# Lucid Dreaming > Attaining Lucidity > Lucid Aids >  >  Green Tea

## SevenAdelies

Hi everyone, I was wondering.  I drink green tea every night before bed, and I was wondering if it would affect anything with recall or attaining lucidity.  I have been in kind of a dry spell, and looking for ways to end it.

Thanks! ::happyme::

----------


## Clairity

I drink green tea at least once a day and it hasn't really affected my lucid dreaming in any way that I can tell.

I tried to find other threads about green tea and really didn't see much but I did find the following about "peppermint" tea:

http://www.dreamviews.com/community/...ad.php?t=41921

----------


## Astrius

Green tea contains EGCG, which is supposed to improve memory. It's cited as a useful supplement by dream researcher Thomas Yuschak and is also an ingredient in the Dreamboost product. I personally take it in tablet form, as I don't like the taste of green tea.

----------


## littlesamurai

last night i had a double-shot of  green tea and in teh morning i had 2 very vivid dreams, andthat night i tried concentrating on my penial gland and my body felt weird at times like everything was flowing in it in a tranquil way, try them either way, no better research than through experience.

----------


## DreamChaser

> Green tea contains EGCG, which is supposed to improve memory. It's cited as a useful supplement by dream researcher Thomas Yuschak and is also an ingredient in the Dreamboost product. I personally take it in tablet form, as I don't like the taste of green tea.
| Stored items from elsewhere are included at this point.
PR #1159, opened 2025-09-29
Add color_transform normalize filter

bmatherly:
This filter can force the color TRC to whatever the consumer requests.

Posting this as a draft for conceptual review. The PR should not be pushed until it is tested with Shotcut.

This commit adds a new normalize filter that is added once by the loader on each clip, and then again by the consumer at the end of all the services. The first instance will set the TRC to  be whatever is set by consumer.mlt_color_trc. The second will change the TRC to consumer.color_trc.

Example usage:
`melt test.mp4 -consumer sdl2 mlt_color_trc=linear mlt_image_format=rgba64`

### DIFF
--- a/src/modules/core/filter_color_transform.yml
+++ b/src/modules/core/filter_color_transform.yml
@@ -1,6 +1,6 @@
 schema_version: 7.0
 type: filter
-identifier: colorspace
+identifier: color_transform
 title: Colorspace & Transfer Characteristics
 version: 1
 copyright: Meltytech, LLC
--- a/src/framework/mlt_types.c
+++ b/src/framework/mlt_types.c
@@ -67,7 +67,7 @@ mlt_deinterlacer mlt_deinterlacer_id(const char *name)
     return mlt_deinterlacer_invalid;
 }
 
-uint8_t srgb_to_linear(uint8_t value)
+static uint8_t srgb_to_linear(uint8_t value)
 {
     // Normalize the 8-bit value to the [0.0, 1.0] range
     double factor = (double) value / 255.0;
@@ -81,7 +81,7 @@ uint8_t srgb_to_linear(uint8_t value)
     return (uint8_t) CLAMP(linear_value, 0.0, 255.0);
 }
 
-/** Convert a standard sRGB color value to the specified colorspace.
+/** Convert a standard sRGB color value to the specified TRC (Transfer Characteristics).
  *
  * \param color a standard sRGB color value
  * \param trc_name a string representing the TRC to convert to


src/modules/core/filter_color_transform.c
```diff
@@ -0,0 +1,287 @@
...
+        // TRC matches. No conversion required
+        return 0;
+    }
+    if (out_trc == mlt_color_trc_none || frame_trc == mlt_color_trc_none) {
+        mlt_log_info(MLT_FILTER_SERVICE(filter),
+                     "Missing TRC - Frame: %s\tOut: %s\n",
+                     mlt_image_color_trc_name(frame_trc),
+                     mlt_image_color_trc_name(out_trc));
+        return 0;
+    }
```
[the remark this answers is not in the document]
bmatherly: This is not required because "ensure_color_properties" will make sure a valid value is returned.

src/modules/core/filter_brightness.c
```diff
@@ -40,22 +40,56 @@ static int sliced_proc(int id, int index, int jobs, void *cookie)
...
+            int32_t n = 128 * ((1 << 16) - m);
+            int min = ctx->full_range ? 0 : 16;
+            int max_luma = ctx->full_range ? 255 : 235;
+            int max_chroma = ctx->full_range ? 255 : 240;
+            for (int line = 0; line < slice_height; line++) {
+                uint8_t *p = ctx->image->planes[0]
+                             + ((slice_line_start + line) * ctx->image->strides[0]);
+                for (int pixel = 0; pixel < ctx->image->width; pixel++) {
+                    p[0] = CLAMP((*p * m) >> 16, min, max_luma);
+                    p[0] = CLAMP((*p * m + n) >> 16, min, max_chroma);
```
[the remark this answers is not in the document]
bmatherly: Fixed

src/framework/mlt_image.c
```diff
@@ -472,6 +472,123 @@ mlt_color_primaries mlt_image_color_pri_id(const char *name)
...
+    case mlt_image_yuv444p10:
+        if (height < 576) {
+            // Assume NTSC
+            colorspace = mlt_colorspace_smpte170m;
+        } else if (height < 720) {
+            // Assume PAL
+            colorspace = mlt_colorspace_bt470bg;
+        } else {
+            // Assume HDTV
+            colorspace = mlt_color_trc_bt709;
```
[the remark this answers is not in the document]
bmatherly: Fixed

src/framework/chain_normalizers.ini
```diff
@@ -14,6 +14,7 @@ rescaler=movit.resample,swscale,gtkrescale,rescale
 resizer=movit.resize,resize
 movitconvert=movit.convert
 imageconvert=avcolor_space,imageconvert
+colorspace=colorspace
```
ddennedy: Anything that involves pixel blending or interpolation should be done in linear color if that is requested. Is it possible to move to first in the list since `deinterlace` and `rescaler` does that? I have not looked into it yet, but this `colorspace` conversion should be skipped when movit is being used because it already does that and usually faster (GPU). Don't worry about the deinterlace case with respect to movit; it has that but I need to integrate it.

src/modules/core/filter_colorspace.yml
```diff
@@ -0,0 +1,47 @@
...
+      - auto # Choose best available
+      - avfilter.zscale
+      - avfilter.colorspace
+    description: |
+      The underlying conversion method to use. The method is based on the
+      encapsulated filter that is used. 'auto' will choose the best available
+      in this order:
+        * avfilter.zscale
+        * avfilter.colorspace
+    required: yes
```
ddennedy: "required" means the user must specify it, not simply that the filter needs some value.  For example, something that requires a file name to be specified would set the respective property to be required. But here, it is not since there is a default.

src/modules/core/filter_color_transform.yml
```diff
@@ -0,0 +1,47 @@
...
+      encapsulated filter that is used. 'auto' will choose the best available
+      in this order:
+        * avfilter.zscale
+        * avfilter.colorspace
+    required: yes
+    readonly: no
+    mutable: no
+    default: auto
+  - identifier: force_trc
+    title: Force TRC
```
ddennedy, line 39: Since I asked for a change in this file, might as well also at least once write "transfer characteristics" instead of only "TRC" everywhere. `title` is a good place since identifiers often use abbreviations.

src/modules/core/filter_colorspace.c
```diff
@@ -0,0 +1,360 @@
...
+}
+
+mlt_filter filter_colorspace_init(mlt_profile profile,
+                                  mlt_service_type type,
+                                  const char *id,
+                                  char *arg)
+{
+    const char *method = arg;
+    if (!method)
+        method = "auto";
```
ddennedy:
```suggestion
    const char *method = arg ? arg : "auto";
```

src/modules/core/filter_colorspace.c
```diff
@@ -0,0 +1,360 @@
...
+                            int *width,
+                            int *height,
+                            int writable)
+{
+    mlt_filter self = (mlt_filter) mlt_frame_pop_service(frame);
+    mlt_properties frame_properties = MLT_FRAME_PROPERTIES(frame);
+    mlt_properties filter_properties = MLT_FILTER_PROPERTIES(self);
+    mlt_image_format requested_format = *format;
+    int ret = mlt_frame_get_image(frame, image, format, width, height, writable);
+    if (ret || requested_format == mlt_image_movit)
```
ddennedy: I think this is where you are attempting to bypass this filter when movit is being used. `filter_movit_crop.cpp` takes care of interfacing with the producer since it a normalizer early in the chain. It requests image format `mlt_image_none`, which is supposed to tell the producer the MLT format closest to the source. If we move `colorspace` to the beginning of the normalizers, this will stop getting `mlt_image_movit` and `mlt_image_none` instead. You can test that format here as well.

src/framework/mlt_consumer.c
```diff
@@ -682,12 +683,43 @@ mlt_frame mlt_consumer_get_frame(mlt_consumer self)
...
         mlt_properties_set(frame_properties,
                            "consumer.channel_layout",
                            mlt_properties_get(properties, "channel_layout"));
         mlt_properties_set(frame_properties,
                            "consumer.color_range",
                            mlt_properties_get(properties, "color_range"));
+
+        if (mlt_properties_get(properties, "mlt_color_trc")) {
+            // Add a normalize filter to convert the mlt_color_trc to color_trc
+            mlt_cache_item cache_item = mlt_service_cache_get(service, "cs_filter");
```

Wow. That has a cocktail in it: http://dreamboost.com/supplement-facts/index.php. 

How does it work for you?

----------


## panta-rei

I think I remember something like this...

----------


## moonshine

I've been taking green tea supplement during WBTB at weekends. 

http://www.dreamviews.com/community/...ad.php?t=71098

Seems to help. I've managed WILDs most times i've used it.

----------


## shotbirds

Can you post a link to where I can purchase this ^_^?

----------


## DeathCell

Chamomile tea will help you sleep.

----------


## moonshine

> Can you post a link to where I can purchase this ^_^?
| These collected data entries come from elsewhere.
PR #1161, opened 2025-10-19
Add static code analysis workflow with Cppcheck

jlskuz:
This adds a GitHub Workflow to run [Cppcheck](http://cppcheck.net/) static code analysis. Despite the name Cppcheck also supports not only C++ but also C.

The results are not only visible in the log but also exported as [GitHub Annotations](https://docs.github.com/en/actions/reference/workflows-and-actions/workflow-commands#setting-a-warning-message).

Yet the job fails because Cppcheck finds some issues. These have to be reviewed now and either fixed or set to be ignored (in case of false positives).

### DIFF
--- a/.github/workflows/static-code-analysis.yml
+++ b/.github/workflows/static-code-analysis.yml
@@ -13,10 +13,13 @@ jobs:
         -i src/modules/decklink/win
         -i src/modules/glaxnimate/glaxnimate/
         -i src/modules/plus/ebur128/
+        -i src/modules/xml/common.c
+        -i src/win32/strptime.c
         --include=src/framework/mlt_log.h
         --include=src/framework/mlt_types.h
         --library=cppcheck.cfg
         --suppress=ctuOneDefinitionRuleViolation
+        --suppress=syntaxError:src/modules/xml/common.c
     steps:
       - uses: actions/checkout@v4
       - name: Install Cppcheck
--- a/makefile
+++ b/makefile
@@ -24,7 +24,10 @@ cppcheck:
 		-i src/modules/decklink/win \
 		-i src/modules/glaxnimate/glaxnimate/ \
 		-i src/modules/plus/ebur128/ \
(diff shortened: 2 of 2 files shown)


bmatherly:
Cool! Thanks for working on this. I see you marked this as draft. Do you plan to resolve more of the findings? If so, let me know if you need any help.

jlskuz:
Sorry for the late reply, I caught a cold and hence was offline. Thanks for your help @ddennedy and the offer @bmatherly !

bmatherly:
image

I was hoping there would be some time for discussion before this was merged. But I guess there is still time.
I'm excited about the bugs that can be found with this tool. Here are some comments:

* Should we put the command line arguments in a .cppcheck-config file so they do not have to be duplicated in two places?
* Do we want a cmake target?
* Is there any way to avoid the in-code cppcheck-suppress comments? I really don't like those. If we want to keep them, should we add an explanation for why the supression is being allowed?

ddennedy:
You can move some things to the config file. See https://cppcheck.sourceforge.io/reference-cfg-format.pdf
You can make a PR with your ideas. The command lines are a little different between the two because `--template` used for the GitHub annotations breaks my IDEs' ability to click lines in the output. 
Why do you think cmake is more appropriate for this than `makefile`?
Not all suppressions need to be inline, but I prefer that for line-oriented since the separated method breaks too easily as the line numbers change.

ddennedy:
P.S. I am going to make a release in a couple of days, which is one reason I moved this along.

bmatherly:
> Why do you think cmake is more appropriate for this than makefile?

I'm not saying it is better. Just more "complete". I think we want cmake to  be a first-class-citizen. And I know many projects have moved to using it. If someone is using cmake, they will not "discover" the cppcheck analysis - which has now become a requirement for code submission.

> You can make a PR with your ideas. 

Will do. Thanks.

In the UK Holland & Barret Sell it. 
Any health store will. Green Tea Extract.

----------


## shotbirds

Ah ok, I'm going to go pick some up today. Found some with 200mg and one with 400mg....which would be better? I don't want to over do it


EDIT: Well I bought a bottle of 315mg...should I take one before bed then one when i WBTB?

----------


## moonshine

> Ah ok, I'm going to go pick some up today. Found some with 200mg and one with 400mg....which would be better? I don't want to over do it
> 
> 
> EDIT: Well I bought a bottle of 315mg...should I take one before bed then one when i WBTB?
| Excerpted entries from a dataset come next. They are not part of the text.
PR #1171, opened 2025-11-12
Fix multiple memory safety issues detected by ASan/UBSan/LeakSan

ShadowRider09:
- Fix null pointer dereference in filter_avcolour_space.c when profile is NULL
- Fix Pango/Fontconfig memory leak in producer_pango.c by adding instance counting
- Fix null pointer dereferences in producer_colour.c (two locations)
- Fix null pointer dereference in mlt_producer_set_in_and_out
- Fix null pointer dereference in filter_movit_convert.cpp
- Fix double-free in producer_xml.c by properly handling stack state All fixes have been verified with fuzzing tests. See FIXES_REPORT.md for details, and all of the crash is in the zip
[fixed_crashes.zip](https://github.com/user-attachments/files/23497459/fixed_crashes.zip)

### DIFF
--- a/src/modules/core/producer_colour.c
+++ b/src/modules/core/producer_colour.c
@@ -95,10 +95,21 @@ static int producer_get_image(mlt_frame frame,
     // Choose suitable out values if nothing specific requested
     if (*format == mlt_image_none || *format == mlt_image_movit)
         *format = mlt_image_rgba;
-    if (*width <= 0)
-        *width = mlt_service_profile(MLT_PRODUCER_SERVICE(producer))->width;
-    if (*height <= 0)
-        *height = mlt_service_profile(MLT_PRODUCER_SERVICE(producer))->height;
+    if (*width <= 0 || *height <= 0) {
+        mlt_profile profile = mlt_service_profile(MLT_PRODUCER_SERVICE(producer));
+        if (profile) {
+            if (*width <= 0)
+                *width = profile->width;
+            if (*height <= 0)
+                *height = profile->height;
+        } else {
+            if (*width <= 0)
+                *width = 16;
+            if (*height <= 0)
+                *height = 16;
+        }
+    }
+
 
     // Choose default image format if specific request is unsupported
     if (*format != mlt_image_yuv420p && *format != mlt_image_yuv422 && *format != mlt_image_rgb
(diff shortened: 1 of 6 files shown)


src/modules/core/producer_colour.c
```diff
@@ -95,10 +95,21 @@ static int producer_get_image(mlt_frame frame,
...
+            if (*width <= 0)
+                *width = profile->width;
+            if (*height <= 0)
+                *height = profile->height;
+        } else {
+            if (*width <= 0)
+                *width = 16;
+            if (*height <= 0)
+                *height = 16;
+        }
```
ddennedy, line 110:
```suggestion
        if (*width <= 0)
            *width = profile ? profile->width : 16;
        if (*height <= 0)
            *height = profile ? profile->height : 16;
```

src/modules/core/producer_colour.c
```diff
@@ -259,10 +270,16 @@ static int producer_get_frame(mlt_producer producer, mlt_frame_ptr frame, int in
         // Set producer-specific frame properties
         mlt_properties_set_int(properties, "progressive", 1);
         mlt_profile profile = mlt_service_profile(MLT_PRODUCER_SERVICE(producer));
-        mlt_properties_set_double(properties, "aspect_ratio", mlt_profile_sar(profile));
-        mlt_properties_set_int(properties, "meta.media.width", profile->width);
-        mlt_properties_set_int(properties, "meta.media.height", profile->height);
+	double sar = profile ? mlt_profile_sar(profile) : 1.0;
```
ddennedy, line 273:
```suggestion
	    double sar = profile ? mlt_profile_sar(profile) : 1.0;
```

src/modules/gdk/producer_pango.c
```diff
@@ -198,6 +199,7 @@ mlt_producer producer_pango_init(const char *filename)
         pthread_mutex_lock(&pango_mutex);
         if (fontmap == NULL)
             fontmap = (PangoFT2FontMap *) pango_ft2_font_map_new();
+	pango_instance_count++;
```
ddennedy, line 202:
```suggestion
	     pango_instance_count++;
```

Please use clang-format v14 to prevent formatting issues. We have a build target for that.

ddennedy (changes requested):
Thank you for your contribution! I only request some minor easy things to change.

bmatherly:
Some of these checks are good. But the profile checks add a lot of noise to the code. If a service was not initialized with a profile, then the developer is not using the API correctly and we should let them know right away - not mask it and make it more difficult to discover later. How would you feel about adding assert checks for profiles before using them? That would add less conditional checks to the code and give the developer the earliest warning that something is wrong.

jlskuz:
@ShadowRider09 could you provide the commands you used to discover these issues? We might consider to put them to CI to prevent regressions...

ShadowRider09:
> @ShadowRider09 could you provide the commands you used to discover these issues? We might consider to put them to CI to prevent regressions...
 I use the Asan+Fussing to find the safty issues, and there is the source code of fuzzer:
```c
#include <stdint.h>
#include <stddef.h>
#include <string.h>
#include <stdlib.h>
#include <unistd.h>
#include <fcntl.h>

#include "mlt.h"

int LLVMFuzzerTestOneInput(const uint8_t *data, size_t size) {
    // Ignore inputs that are too small or too large
    if (size < 10 || size > 1024 * 1024) {
        return 0;
    }

    // Initialize MLT (only on the first call)
    static int initialized = 0;
    if (!initialized) {
        // Set the MLT repository path to our compiled version
        setenv("MLT_REPOSITORY", "/home/han/mlt/build-asan/out/lib/mlt", 1);
        mlt_factory_init(NULL);
        initialized = 1;
    }

    // Create a temporary file to store fuzzing input
    char tmpfile[] = "/tmp/fuzz_mlt_XXXXXX";
    int fd = mkstemp(tmpfile);
    if (fd == -1) {
        return 0;
    }

    // write data
    if (write(fd, data, size) != (ssize_t)size) {
        close(fd);
        unlink(tmpfile);
        return 0;
    }
    close(fd);

    // Attempt to load an XML file as a producer
    mlt_producer producer = mlt_factory_producer(NULL, "xml", tmpfile);

    if (producer != NULL) {
        // Attempt to obtain some frames to trigger more code
        mlt_frame frame = NULL;
        mlt_service_get_frame(MLT_PRODUCER_SERVICE(producer), &frame, 0);

        if (frame != NULL) {
            mlt_frame_close(frame);
        }

        // clean
        mlt_producer_close(producer);
    }

    // delete temp files
    unlink(tmpfile);

    return 0;
}
```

I generally take one with WBTB.

----------


## littlesamurai

dunno if i already said this but i had a triple shot of green tea (3 teabag brewing for an entire day in 3 cups of water then boiled down to one cup) before i went to bed teh otehr night and it increed my dream recall very well, or so it seemed, coudl just be coincedence. we got some more tea in and im doing teh same with chamomile tea but 5 bags worth brewing for about a week i just hope it doesnt go bad in teh meantime. will report back once tried

----------


## neuf08

You can either drink green tea, or you can get it in supplement form if you don't particularly like the taste of the tea. It's so good for you, that it definitely can't hurt anything to be taking or drinking it daily. Green tea does have a small amount of caffeine, so you might avoid drinking just prior to going to sleep.

----------


## shotbirds

I took two, 315mg, last night. One a few hours before and another about 30minutes before. Only difference I noticed was the upper half of my body seemed to go numb o.O. Thats never happened before, except during WBTB when I would try to WILD.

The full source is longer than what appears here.